- Born: Ireland
- Died: 5th century
- Feast: 22 July

= Dabius =

Saint Dabius (or Davius, Bavins) was a 5th-century Irish missionary, possibly a disciple of Saint Patrick, who was active in Scotland, where several churches are named after him.
His feast day is 22 July.

==Monks of Ramsgate==

The monks of St Augustine's Abbey, Ramsgate, wrote in their Book of Saints (1921),

DABIUS (DAVIUS) (St.) (July 22)

(Date uncertain.) Butler describes him as an Irish priest who worked in Scotland, where his name appears as title of churches. He may be identical with Saint Movean or Biteus, disciple of Saint Patrick. According to Smith and Wace, more to him than to Saint David of Wales are the Celtic dedications under that name to be assigned.

==Butler's account==

The hagiographer Alban Butler wrote in his Lives of the Primitive Fathers, Martyrs, and Other Principal Saints (1799),

July XXII ...

St. Dabius, or Davius, C.

A zealous Irish priest who preached with wonderful fruit in his own country, and in Albany in Scotland : is titular saint of the parish of Domnach Cluanna in the county of Down, and Kippau in the Highlands, where a famous church is dedicated to God under his invocation by the name of Movean. See Colgan in MSS.

==Barrett's account==

Michael Barrett wrote in his Calendar of Scottish Saints (1919),

St. Dabius or Bavins, Priest

Some historians have maintained that this saint was a native of Ireland; but the Scottish tradition affirms that he was born in Perthshire, and that he became a recluse in his native parish of Weem, where he built a small chapel.

The shelf of the great rock of Weem, upon which the chapel formerly stood, is still called "Chapel Rock." A holy well hard by is called after the saint.

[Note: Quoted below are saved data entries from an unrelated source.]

Issue #6606, opened 2018-08-10
BGS End Product bug


leikkisa:
Handle case when BGS returns [{:number_of_records=>"0", :return_code=>"SHAR 9999", :return_message=>"Records found"}] for end_products

leikkisa:
High priority due to VBMS testing deadline of today

leikkisa:
Validated that this is working now with Sandra while she was doing VBMS testing

PR #6609, opened 2018-08-10
Handle zero end products response from BGS

leikkisa:
Connects #6606


leikkisa:
Thanks! Should have caught it the first time, doh

Issue #6613, opened 2018-08-13
error when RO doesn't exist for CO hearing days


tejans24:
![screen shot 2018-08-13 at 11 58 50 am](https://user-images.githubusercontent.com/1976755/44043220-48af2bea-9ef0-11e8-8f8e-9b45b1da2687.png)

PR #6614, opened 2018-08-13
handling a case when RO doesn't exist for CO hearing days

tejans24:
Connects #6613 

### Description
Adding an additional check for CO hearing days when RO doesn't exist

### Acceptance Criteria 
- [ ] Tests pass
- [ ] CO days are handled.

### Testing Plan
1. Go to ...

### DIFF
--- a/app/controllers/hearings/schedule_periods_controller.rb
+++ b/app/controllers/hearings/schedule_periods_controller.rb
@@ -7,21 +7,17 @@ class Hearings::SchedulePeriodsController < HearingScheduleController
   end
 
   def show
-    begin
-      sp = if schedule_period.can_be_finalized?
-            schedule_period.to_hash.merge(
-              hearing_days: schedule_period.algorithm_assignments.map do |hearing_day|
-                hearing_day[:regional_office] = ro_information(hearing_day[:regional_office])
-                hearing_day
-              end
-            )
-          else
-            schedule_period.to_hash
-          end
-      render json: { schedule_period: sp }
-    rescue HearingSchedule::Errors::NotEnoughAvailableDays => error
-      render json: { error: error.message, details: error.details }, :status => 422
-    end
+    sp = if schedule_period.can_be_finalized?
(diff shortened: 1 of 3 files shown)


app/controllers/hearings/schedule_periods_controller.rb
```diff
@@ -56,4 +59,15 @@ def schedule_period_params
   def schedule_period
     SchedulePeriod.find(params[:schedule_period_id])
   end
+
+  private
+
+  def ro_information(ro_key)
```
sharonwarner: I think this makes more sense in regional_office.rb.

app/controllers/hearings/schedule_periods_controller.rb
```diff
@@ -56,4 +59,15 @@ def schedule_period_params
...
+    regional_office = RegionalOffice::CITIES[ro_key]
+    if regional_office
+      "#{regional_office[:city]}, #{regional_office[:state]}"
+    else
```
sharonwarner: Is the else section definitely necessary? I think it would return nil regardless, but I'm not sure.

app/controllers/hearings/schedule_periods_controller.rb
```diff
@@ -7,18 +7,21 @@ def index
...
+              hearing_days: schedule_period.algorithm_assignments.map do |hearing_day|
+                hearing_day[:regional_office] = ro_information(hearing_day[:regional_office])
+                hearing_day
+              end
+            )
+          else
+            schedule_period.to_hash
+          end
+      render json: { schedule_period: sp }
+    rescue HearingSchedule::Errors::NotEnoughAvailableDays => error
```
sharonwarner: I think this will break the frontend error handling. Right now the frontend sends 500 errors to an error page, but if we catch this error, the Review Assignments page will error out.

tejans24: This snuck in from another PR. I removed that code.

Issue #6427, opened 2018-07-30
Backfill and End product modifier not getting saved to End Product Establishments


leikkisa:
Noticed when poking through UAT that End Products are getting created correctly with the correct modifier, but that the end product modifier in EndProductEstablishments is nil.

kahlouie:
Maybe the right thing is to drop the end product modifier column as we don't use it, even for getting the end product or for showing end product contentions on the page.

kahlouie:
Fixed this in https://github.com/department-of-veterans-affairs/caseflow/pull/6619

leikkisa:
Validated that this is working, still need to backfill data

shanear:
Backfilled the data via the following commands:
```
EndProductEstablishment.where(modifier: nil, code: "682HLRRRAMP").update_all(modifier: "682")
EndProductEstablishment.where(modifier: nil, code: "683SCRRRAMP").update_all(modifier: "683")
```

This fixed all the data:
```
irb(main):022:0> EndProductEstablishment.where(modifier: nil).count
[2018-08-22 12:59:42 -0400]    (6.3ms)  SELECT COUNT(*) FROM "end_product_establishments" WHERE "end_product_establishments"."modifier" IS NULL
=> 0
```

Issue #6148, opened 2018-07-09
AMA Intake | Create a non-rating EP if Supplemental Claim or HLR contains non-rating issues


shanear:
If a HLR or SC contains non-rating issues, we will need to create an EP with a special non-rating code so it can be routed properly to case workers who can handle it.

## Acceptance Criteria
- If a compensation non-rating issue was added to a HLR or SC during intake, create a separate non-rating EP during the completion step. The non rating issues should be represented as contentions on that EP.
- If there are also rating issues on the HLR or SC, create a rating EP as well, which only contains contentions representing the rating issues.
- If there are any "Unknown" issues, these should be created under a rated EP

## Technical Notes
 The non rating codes are:
`040SCNR Supplemental Claim Non-Rating`  
`030HLRNR - Higher-Level Review Non-Rating`

## Additional Notes
Updating the success page as a result of the non-rating EP will be handled in a separate ticket:
blocks https://github.com/department-of-veterans-affairs/caseflow/issues/6149

## Validation
- Validate for both SC and HLR
- Use test file number 888451290 for both
- Confirm in VBMS that the correct non-rating codes were used (see technical notes)

leikkisa:
Some of the edit functionality is blocked by this

leikkisa:
Adding a couple of notes from conversations (not sure if this is part of this ticket, or if contentions would be part of another ticket).
There is a contention_category field on contentions, so it'd be good to check if we can use it for the non-rated issue category.  

Also, the Queue team would like to know what happens with the description and category for non-rated issues.

suzchap:
Validated with Sally, LGTU

<img width="1419" alt="screen shot 2018-09-12 at 2 43 21 pm" src="https://user-images.githubusercontent.com/11219417/45446187-409c3d00-b69a-11e8-99fc-e286b77fcee8.png">

PR #6619, opened 2018-08-13
Add non rated eps for hlr and sc flows

kahlouie:
Connects #6148 and #6427


kahlouie:
needs validation instructions

Issue #6622, opened 2018-08-13
Prevent requests that assume user works at board when loading Queue


lowellrex:
Currently, we make a handful of requests from the Queue frontend when loading the personalized task queue. Some of these requests assume the user works at the board and fail when the user is neither an attorney nor a judge (or colocated admin?). In order to support VSO users, we need to be able to load the queue for the various VSO organizations.

We can handle this a number of ways, but the simplest is probably just to avoid making requests that assume the person accessing the page works at the board by default.

mdbenjam:
This line causes a 403: https://github.com/department-of-veterans-affairs/caseflow/blob/master/client/app/queue/QueueLoadingScreen.jsx#L45 because we can't access that endpoint.

This line makes us not make the call to the endpoint we need, because VSO are not attorneys or judges:
https://github.com/department-of-veterans-affairs/caseflow/blob/master/client/app/queue/QueueLoadingScreen.jsx#L59

This no longer works since it is for legacy appeals not ama appeals and ama tasks which is what VSO tasks/appeals are: https://github.com/department-of-veterans-affairs/caseflow/blob/master/client/app/queue/QueueLoadingScreen.jsx#L72

We probably should just make an organizational loading screen to avoid all these problems, and replace it here: https://github.com/department-of-veterans-affairs/caseflow/blob/master/client/app/queue/QueueApp.jsx#L133

PR #6639, opened 2018-08-14
Enable access to VSO organizational queue for VSO users

lowellrex:
Connects #6622.

Enables access to VSO organizational queues for VSO users by avoiding API calls that fail.

### Testing Plan
1. Log in as `VSO` user
2. In local dev env, set feature flag for the American Legion organization `psql -W -h 0.0.0.0 -p 5432 -U postgres -d caseflow_certification_development -c "update organizations set feature = 'org_queue_for_american-legion' where id = 1 and url = 'american-legion';"`
3. In local rails console, enable the American Legion organizational queue feature toggle for the VSO user `org = Vso.where(url: 'american-legion').first; u = User.where(css_id: 'VSO').first; FeatureToggle.enable!(org.feature.to_sym, users: [u.css_id])`
4. Navigate to `http://localhost:3000/organizations/american-legion`
5. Marvel at the beauty of the organizational task queue.

### DIFF
--- a/client/app/queue/OrganizationQueueLoadingScreen.jsx
+++ b/client/app/queue/OrganizationQueueLoadingScreen.jsx
@@ -1,0 +1,64 @@
+// @flow
+import * as React from 'react';
+import { connect } from 'react-redux';
+import { bindActionCreators } from 'redux';
+
+import LoadingDataDisplay from '../components/LoadingDataDisplay';
+import { LOGO_COLORS } from '../constants/AppConstants';
+import ApiUtil from '../util/ApiUtil';
+import { extractAppealsAndAmaTasks } from './utils';
+
+import { onReceiveQueue } from './QueueActions';
+
+type Params = {|
+  children: React.Node,
+  urlToLoad: string
+|};
+
+type Props = Params & {|
+  // Action creators
+  onReceiveQueue: typeof onReceiveQueue
+|};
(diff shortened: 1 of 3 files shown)


client/app/queue/OrganizationQueueLoadingScreen.jsx
```diff
@@ -0,0 +1,64 @@
...
+
+      this.props.onReceiveQueue(extractAppealsAndAmaTasks(tasks));
+    }
+  );
+
+  reload = () => window.location.reload();
+
+  render = () => {
+    const failStatusMessageChildren = <div>
+      It looks like Caseflow was unable to load your cases.<br />
```
evankroske: It seems like there are a few copies of this copy. Do you think it would make sense to move it to COPY.json?

lowellrex: Might be a little tricky to put it in COPY.json because of the html elements, but I definitely think it would be a good idea to make it a default in `LoadingDataDisplay` at the very least. Will make a PR in a moment.

lowellrex: Created a ticket because I'm not going to be able to make a PR immediately. https://github.com/department-of-veterans-affairs/caseflow/issues/6646

PR #6640, opened 2018-08-14
adds remaining attributes to IDT API— document information, outstanding review, and QR info

amprokop:
Connects https://github.com/department-of-veterans-affairs/caseflow/issues/6645


app/controllers/idt/api/v1/appeals_controller.rb
```diff
@@ -25,10 +29,18 @@ def appeals_by_file_number
...
-    json_details = json_appeal(appeal)
-    json_details[:data][:attributes][:assigned_by] = task.added_by.try(:name)
-    json_details
+  def json_appeal_details(tasks, appeal)
+    appeal_details = ActiveModelSerializers::SerializableResource.new(
+      appeal,
+      serializer: ::Idt::V1::AppealDetailsSerializer
+    ).as_json
+
+    appeal_details[:data][:attributes][:documents] = ActiveModelSerializers::SerializableResource.new(
```
amprokop: Adding this other serializer here isn't ideal, but it seemed like the least awkward thing to do since it's two totally separate models.

Issue #6615, opened 2018-08-13
RAMP Intake | Automatically rollback RAMP election when EP is canceled


shanear:
In order to make an entire class of wild RAMPs be a little easier to deal with, and test a feature that will be used in the end state, we will be rolling back RAMP elections whenever the corresponding EP is canceled.

## Acceptance Criteria
- When the EP status of a RAMP election is being synced, and the status is updated to canceled from any other status, then the corresponding election should be rolled back.
- The description for the rollback should be "Automatic roll back due to EP [682/683] cancelation"

## Technical notes
There is a class we've been using for manual rollbacks of RAMP elections, `RampElectionRollback` that should be used for rolling back the RAMP election.

## Notes
- For now, this will only occur for RAMP elections. We will assess whether we need to do it for RAMP refillings too soon.
- The end state story for this same functionality is https://github.com/department-of-veterans-affairs/caseflow/issues/6097

kahlouie:
Add a feature toggle to turn it on and/or off for testing.

kahlouie:
Shane can help pair on this.

kahlouie:
To test this, you'll need to run `FeatureToggle.enable!(:automatic_ramp_rollback)` in the environment's rails console. or you'll need to make a pr to add it into the environment in appeal-deployment repo.

kahlouie:
Jennifer Williams from AMO wants to see it herself.

shanear:
This was validated by Erik Tonne and me in prod. Turning the feature on in prod today

PR #6643, opened 2018-08-14
Rollback ramp election on canceled ep

kahlouie:
Connects #6615 

Please note that this does change the system user by allowing it to be saved and found if it already exists. Due to this, I'm planning on mentioning it in engineering slack tomorrow morning. EDIT: Done, just waiting for feedback

### DIFF
--- a/app/models/ramp_review.rb
+++ b/app/models/ramp_review.rb
@@ -74,6 +74,10 @@ class RampReview < ApplicationRecord
     ## TODO: Remove this once all the data is backfilled
     if (saved_end_product_establishment = EndProductEstablishment.find_by(source: self))
       saved_end_product_establishment.sync!
+      if FeatureToggle.enabled?(:automatic_ramp_rollback) && saved_end_product_establishment.status_canceled?
+        rollback_ramp_review
+      end
+      true
     end
   end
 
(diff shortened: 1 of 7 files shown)


app/models/ramp_review.rb
```diff
@@ -74,6 +74,10 @@ def sync_ep_status!
     ## TODO: Remove this once all the data is backfilled
     if (saved_end_product_establishment = EndProductEstablishment.find_by(source: self))
       saved_end_product_establishment.sync!
+      if FeatureToggle.enabled?(:automatic_ramp_rollback) && saved_end_product_establishment.status_canceled?
+        rollback_ramp_review
+      end
+      true
```
kahlouie: @shanear I don't like just auto-returning true. Is there something better I can do here to still keep to the guidelines of a truthy return response when everything is successful?

leikkisa: Can we add the code to check that it's enabled for the current user (like we had to do for the intakeAma feature toggle?). If it's enabled for everybody this will automatically be true.

leikkisa: Also noticing that this is temporary, so if you're just going to enable it for everybody while backfilling data then nevermind

kahlouie:
@leikkisa It creates it and runs the rollback on creation, including validation that it can be rolled back.

Issue #5994, opened 2018-06-21
Limit how long a user can hold onto a RAMP intake


abbyraskinUSDS:
Currently you can hold onto a case forever, so if you go on vacation (or quit) no one else can process the form in intake, which is not ideal.

## Acceptance Criteria
- If a user has not completed an intake within a day, the intake is "released " so other users can process it
- This rule should apply to RAMP elections and refilings, as well as AMA reviews

## To Validate
- Start an intake (any type) with one user for a veteran
- Attempt to start an intake of the same type for the same veteran that day (it should say it is currently being worked on)
- Wait one day, and attempt to start an intake of the same type for the same veteran again. It should work this time

kahlouie:
One day, "release" intake when a user is searching for the veteran to start a new intake for that same veteran.

leikkisa:
@leahbannon 
Note: Validate this before this 4064, because then you'll be able to use the same file number

Test ID: 561349911
Choose supplemental claim

suzchap:
Validation part 1:
I started a SC for the test id ^.... 

I started the claim with caseflow test user CF_Q_283 and then using caseflow test user CF_KIRK_283, I tried to start a SC for the same test veteran ID and successfully got the message "TEST ONE already started processing this form We noticed that TEST ONE may be in the middle of processing the same form for this Veteran in Caseflow. Please confirm they will complete this intake, then move on to the next mail item."

Will do validation part 2 tomorrow (and then #4064 )

suzchap:
Validation part 2: I returned 25 hrs later, again as CF_KIRK_283 and tried to start intake for this test user --- and was able to just fine. Validation complete.

PR #6644, opened 2018-08-14
Expire intakes after 1 day.

shanear:
connects #5994

### DIFF
--- a/app/models/intake.rb
+++ b/app/models/intake.rb
@@ -5,13 +5,13 @@ class Intake < ApplicationRecord
   belongs_to :detail, polymorphic: true
 
   COMPLETION_TIMEOUT = 5.minutes
+  IN_PROGRESS_EXPIRES_AFTER = 1.day
 
   enum completion_status: {
     success: "success",
     canceled: "canceled",
     error: "error",
-    # TODO: This status is now unused. Remove after we verify no intakes have it.
-    pending: "pending"
+    expired: "expired"
   }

This well was once much frequented by pilgrims. It was a common opinion that Saint Dabius would grant any wish made there if an offering were thrown into the water. When the well was cleaned out some years ago a large number of coins was discovered; these were evidently offerings of the kind. There was an ancient burial ground at Weems which bore the name of the saint, and on his feast-day a fair was held annually there.

The name Kildavie (Church of Davius) which is found in the parish of Kilblane, in Bute, and also in the parish of Kilninian, in Mull, testifies to ancient churches in honour of Saint Davius in those localities. The Church of Kippen, Stirlingshire, is also dedicated to this saint, under the designation of "Movean."